All in all, Nokia clearly has the upper hand in its patent enforcement against HTC, as I reported three days ago. But HTC has already proven in its dispute with Apple that it's not a soft target. Yesterday an HTC v. Nokia countersuit became discoverable in Germany. And (also yesterday) ITC Administrative Law Judge Thomas B. Pender entered an "Initial Determination Granting Respondent HTC America, Inc.'s Motion for Partial Termination of the Investigation as to U.S. Patent No. 7,366,529 Pursuant to 19 C.F.R. Sections 210.21(a)(2) and 210.21(d)". This means that one of the nine patents Nokia is asserting in its ITC case against HTC has been dismissed (unless the Commission, the six-member decision-making body at the top of the U.S. trade agency, overrules Judge Pender).
The full text of the initial determination is not available yet, and apart from a dispute over whether a hearing should be held, the related pleadings are also sealed. But it's clear enough from the documents I saw -- and consistent with what I've been watching in German courtrooms for several months -- that HTC argued that this patent is "standard-essential" (which I doubt very, very much, and which calls into question the consistency of the standards the ITC applies to actually or allegedly standard-essential patents, as I'll discuss further below) and that Judge Pender surprisingly agreed (his ruling references articles of the Commission rules that relate to termination of claims subject to arbitration agreements; one of the rules cited lists arbitration as one of various possibilities, and the other one is entirely about arbitration). The headline entered the public electronic record only today.
The drop-out patent is U.S. Patent No. 7,366,529 on a "communication network terminal supporting a plurality of applications". This is how Nokia's May 2012 complaint described the nature of this patent:
"Before the invention of the '529 Patent, there was a need for the ability to efficiently send and receive information related to different applications on a mobile device.
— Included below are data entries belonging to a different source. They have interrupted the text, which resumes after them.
PR #176, opened 2018-10-12
Feature/google block storage

### LINKED ISSUE #81: Support GCE BlockStorages
As: an app manager
I want to: attach block storage on an GCE Compute
So that: I can persist informations on those persistent storages

AC1: Could provision a new volume and attach it to a compute
AC2: Could reuse an existing volume and attach it to a compute
AC3: Compute could have multiple volumes attached
AC4: All above should work with scalable computes

stebenoist:
# Pull Request description

**Support GCE Block Storages**

As: an app manager
I want to: attach block storage on an GCE Compute
So that: I can persist informations on those persistent storages

AC1: Could provision a new volume and attach it to a compute
AC2: Could reuse an existing volume and attach it to a compute
AC3: Compute could have multiple volumes attached
AC4: All above should work with scalable computes

### What I did
- Create yorc.nodes.google.PersistentDisk node type
- Create relationship **yorc.relationships.google.AttachesTo** with specific prop **mode** to allow
the possibility for a compute to attach a disk with **read only** mode.
- Create **scratch_disks** prop for google compute instance to attach local SSD disks.

### How I did it
- Use the existing code around topology modification for BlockStorage and compute **local_storage** 
requirement.

### How to verify it
- Simple topology with a scalable compute and one or many block storages.
You can use **yorc.relationships.google.AttachesTo** and set mode property to **READ_ONLY**
You can use generic **tosca.relationships.AttachTo**.
You can attach existing disk by setting **volume_id** property.
Check the deployment and the resources creation on gcloud console

## Applicable Issues
fixes #81

### DIFF
--- a/CHANGELOG.md
+++ b/CHANGELOG.md
@@ -2,6 +2,10 @@
 
 ## UNRELEASED
 
+### FEATURES
+
+* Support GCE Block storages. ([GH-82](https://github.com/ystia/yorc/issues/81))
+
 ## 3.1.0-M4 (October 08, 2018)
 
 ### DEPENDENCIES
--- a/data/tosca/yorc-google-types.yml
+++ b/data/tosca/yorc-google-types.yml
@@ -46,6 +46,12 @@ relationship_types:
         description: >
           The mode in which to attach this disk, either READ_WRITE or READ_ONLY. If not specified, the default is to attach the disk in READ_WRITE mode.
         required: false
+    attributes:
+      device:
+        type: string
+        description: >
+          The logical name of the device as exposed to the instance.
+          Note: A runtime property that gets set when the model gets instantiated by the orchestrator.
 
 node_types:
   yorc.nodes.google.Compute:
--- a/data/tosca/yorc-google-types.yml
+++ b/data/tosca/yorc-google-types.yml
@@ -25,6 +25,14 @@ data_types:
         required: false
         description: The RFC 4648 base64 encoded SHA-256 hash of the customer-supplied encryption key that protects this resource.
 
+  yorc.datatypes.google.ScratchDisk:
+    derived_from: tosca.datatypes.Root
+    properties:
+      interface:
+        type: string
+        required: false
+        description: The disk interface to use for attaching the scratch disks; either SCSI or NVME. Defaults to SCSI.
+
 node_types:
   yorc.nodes.google.Compute:
     derived_from: yorc.nodes.Compute
@@ -116,6 +124,15 @@ node_types:
           Comma-separated list of tags to apply to the instances for identifying
           the instances to which network firewall rules will apply.
         required: false
+      scratch_disks:
+        type: list
+        description: Additional scratch disks to attach to the instance. Maximum allowed is 8.
+        required: false
+        entry_schema:
+          type: yorc.datatypes.google.ScratchDisk
+          constraints:
+            - greater_or_equal: 0
+            - max_length: 8
     requirements:
       - assignment:
           capability: yorc.capabilities.Assignable
--- a/data/tosca/yorc-google-types.yml
+++ b/data/tosca/yorc-google-types.yml
@@ -225,32 +225,33 @@ node_types:
           Customer-supplied encryption keys do not protect access to metadata of the disk.
           If you do not provide an encryption key when creating the disk, then the disk will be encrypted using an automatically generated key and you do not need to provide a key to use the disk later.
         required: false
-      source_image:
+      image_id:
         type: string
         description: >
           The image from which to initialize this disk. This can be one of: the image's self_link, projects/{project}/global/images/{image}, projects/{project}/global/images/family/{family}, global/images/{image}, global/images/family/{family}, family/{family}, {project}/{family}, {project}/{image}, {family}, or {image}.
           If referred by family, the images names must include the family name. If they don't, use the google_compute_image data source. For instance, the image centos-6-v20180104 includes its family name centos-6. These images can be referred by family name here.
         required: false
-      source_image_encryption_key:
+      image_encryption_key:
         type: yorc.datatypes.google.EncryptionKey
         description: >
           The customer-supplied encryption key of the source image. Required if the source image is protected by a customer-supplied encryption key.
         required: false
-      source_snapshot:
+      snapshot_id:
         type: string
         description: >
           The source snapshot used to create this disk. You can provide this as a partial or full URL to the resource.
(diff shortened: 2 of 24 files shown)


laurentganne:
Could check a persistent disk was attached to the Compute instance,
however the Application template ConsulOnBS at https://github.com/ystia/forge/tree/develop/org/ystia/experimental/consul/topologies/ConsulOnBS can't be deployed on Google Cloud due to a difference of meaning for the device name on yorc.nodes.google.PersistentDisk, compared to what expects the Alien4Cloud types defined at https://github.com/alien4cloud/alien4cloud-extended-types/blob/develop/alien-extended-storage-types/alien-extended-storage-types.yml

In a first attempt, if we keep the application template default value for the Block Storage device: `/dev/vdb`, the deployment on Google Cloud fails with this error in the orchestrator:
``` 
​* google_compute_attached_disk.yorclo-blockstorage-0-attached-to-computecsdc1-0: googleapi: Error 400: Invalid value for field 'disk.deviceName': '/dev/vdb'. Must be a match of regex '(^$|\w[\w.-]{0,254})', invalid
* google_compute_attached_disk.yorclo-blockstorage-1-attached-to-computecsdc1-1: 1 error(s) occurred:
```
Maybe we could add a check on device name value on the plugin side to avoid failing later in the deployment aftar having already created compute instances ?

In a second attempt, replacing in the topology the BlockStorage property device value `/dev/vdb` by `vdb-0` in the topology,
the Block storage is created, however the component LinuxFileSystem will fail with this error :
``` 
lsblk: vdb-01: not a block device
mke2fs 1.42.9 (28-Dec-2013)
Could not stat vdb-01 --- No such file or directory
``` 

Actually, our persistent disk is available as `/dev/sdb` on the compute instance, and the device name can be found under /dev/disk/by-id/ :
```
$ ls -l /dev/disk/by-id/
lrwxrwxrwx. 1 root root  9 Oct 16 16:16 google-persistent-disk-0 -> ../../sda
lrwxrwxrwx. 1 root root 10 Oct 16 16:16 google-persistent-disk-0-part1 -> ../../sda1
lrwxrwxrwx. 1 root root  9 Oct 16 16:17 google-vdb-0 -> ../../sdb
lrwxrwxrwx. 1 root root  9 Oct 16 16:16 scsi-0Google_PersistentDisk_persistent-disk-0 -> ../../sda
lrwxrwxrwx. 1 root root 10 Oct 16 16:16 scsi-0Google_PersistentDisk_persistent-disk-0-part1 -> ../../sda1
lrwxrwxrwx. 1 root root  9 Oct 16 16:17 scsi-0Google_PersistentDisk_vdb-0 -> ../../sdb
```

so this implementation of the abstract tosca.nodes.BlockStorage is not compatible with the node alien.nodes.LinuxFileSystem  making application templates relying on this node type not portable across infrastructures.

Not sure how to deal with this issue, what do you think ?

loicalbertin:
> Could check a persistent disk was attached to the Compute instance,
> however the Application template ConsulOnBS at https://github.com/ystia/forge/tree/develop/org/ystia/experimental/consul/topologies/ConsulOnBS can't be deployed on Google Cloud due to a difference of meaning for the device name on yorc.nodes.google.PersistentDisk, compared to what expect the Alien4Cloud types defined at https://github.com/alien4cloud/alien4cloud-extended-types/blob/develop/alien-extended-storage-types/alien-extended-storage-types.yml
> 
> In a first attempt, if we keep the application template default value for the Block Storage device: `/dev/vdb`, the deployment on Google Cloud fails with this error in the orchestrator:
> 
> ```
> ​* google_compute_attached_disk.yorclo-blockstorage-0-attached-to-computecsdc1-0: googleapi: Error 400: Invalid value for field 'disk.deviceName': '/dev/vdb'. Must be a match of regex '(^$|\w[\w.-]{0,254})', invalid
> * google_compute_attached_disk.yorclo-blockstorage-1-attached-to-computecsdc1-1: 1 error(s) occurred:
> ```
> Maybe we could add a check on device name value on the plugin side to avoid failing later in the deployment aftar having already created compute instances ?
> 
> In a second attempt, replacing in the topology the BlockStorage property device value `/dev/vdb` by `vdb-0` in the topology,
> the Block storage is created, however the component LinuxFileSystem will fail with this error :
> 
> ```
> lsblk: vdb-01: not a block device
> mke2fs 1.42.9 (28-Dec-2013)
> Could not stat vdb-01 --- No such file or directory
> ```
> Actually, our persistent disk is available as `/dev/sdb` on the compute instance, and the device name can be found under /dev/disk/by-id/ :
> 
> ```
> $ ls -l /dev/disk/by-id/
> lrwxrwxrwx. 1 root root  9 Oct 16 16:16 google-persistent-disk-0 -> ../../sda
> lrwxrwxrwx. 1 root root 10 Oct 16 16:16 google-persistent-disk-0-part1 -> ../../sda1
> lrwxrwxrwx. 1 root root  9 Oct 16 16:17 google-vdb-0 -> ../../sdb
> lrwxrwxrwx. 1 root root  9 Oct 16 16:16 scsi-0Google_PersistentDisk_persistent-disk-0 -> ../../sda
> lrwxrwxrwx. 1 root root 10 Oct 16 16:16 scsi-0Google_PersistentDisk_persistent-disk-0-part1 -> ../../sda1
> lrwxrwxrwx. 1 root root  9 Oct 16 16:17 scsi-0Google_PersistentDisk_vdb-0 -> ../../sdb
> ```
> so this implementation of the abstract tosca.nodes.BlockStorage is not compatible with the node alien.nodes.LinuxFileSystem making application templates relying on this node type not portable across infrastructures.
> 
> Not sure how to deal with this issue, what do you think ?

1. Portability is the key. We should deal with with it.
2. What is the attribute value returned by Terraform on the `google_compute_attached_disk` for this device?
3. What really counts is to set an attribute that allow the linux file system to retrieve the actual device path in order to mount & format it properly. After all this property is purely indicative on OpenStack for instance if you specify `/dev/vdb` and this one already exists then `/dev/vdc` will automatically be chosen. 

So what I propose is to check if the given device is a path or a gcp compatible name, if it's a path then we transform it into a gcp compatible device name. In any case we retrieve the actual device __path__ and we set it as an attribute.

WDYT?

stebenoist:
Terraform doesn't return any attribute with the logical device name.
So e need to retrieve it in /dev/disk/by-id/google-* path after setting a specific Google device name.
I don't feel comfortable with the device property which could be used to set both logical device name or "Google reflecting device name". 
Why don't we propose another prop for Google device name ?

stebenoist:
The issue below is fixed. We got a mounted linux partition with LinuxFileSystem Alien4cloud node.
I've also fixed an issue on install workflow BlockStorage/Compute swap.
Still remains the same problem on uninstall wf but I don't have enough time to fix it right now.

The invention of the '529 Patent discloses a technology that enables a mobile device having many applications to receive data-containing messages relating to one or more of the device's applications and address and store the received data for that application."
So this is, simply put, a patent on routing data to an app. It has nothing to do with cellular standards like 3G/UMTS. There's no such thing as a reference to apps in wireless standards. In a similar case over a power-saving patent the Mannheim Regional Court (obviously applying a different legal framework) told HTC that someone might even claim a patent on a beeswax melting machine to be essential to a wireless standard in order to prevent an injunction from issuing while the essentiality dispute (no matter how baseless) is being arbitrated.
Wholly apart from cross-jurisdictional comparisons, I find it difficult to reconcile Judge Pender's (formally preliminary, but most likely final) decision relating to a patent that I believe is not standard-essential with the ITC's approach to patents that have been declared essential, and pledged to licensing on FRAND terms, by their owners. For example, the ITC just instituted an investigation of a new InterDigital complaint against four companies including Huawei irrespectively of the fact that Huawei had requested a FRAND determination in federal court and declared itself bound to its result. Also, the ITC is reviewing a preliminary ruling on Samsung's complaint against Apple, which raises FRAND issues. The European Commission, one of the world's most reputable antitrust regulators, has found Apple, in a preliminary ruling, to be a "willing licensee".
The bottom line is that spurious allegations of standard-essentiality, in connection with an arbitration agreement, are rewarded by the ITC, while blatant FRAND abuse as well as a request for a binding FRAND determination -- structurally consistent with the envisioned FTC-Google settlement -- don't result in summary determinations dismissing the related claims. In all fairness, the ITC's rules do have a special clause on arbitration agreements, and HTC argued that the ITC must refer a claim to arbitration if it's "not wholly groundless". Hardly anything in the world is "wholly groundless", but why doesn't the ITC also dismiss claims over undisputedly declared-essential patents? That's the part I don't understand.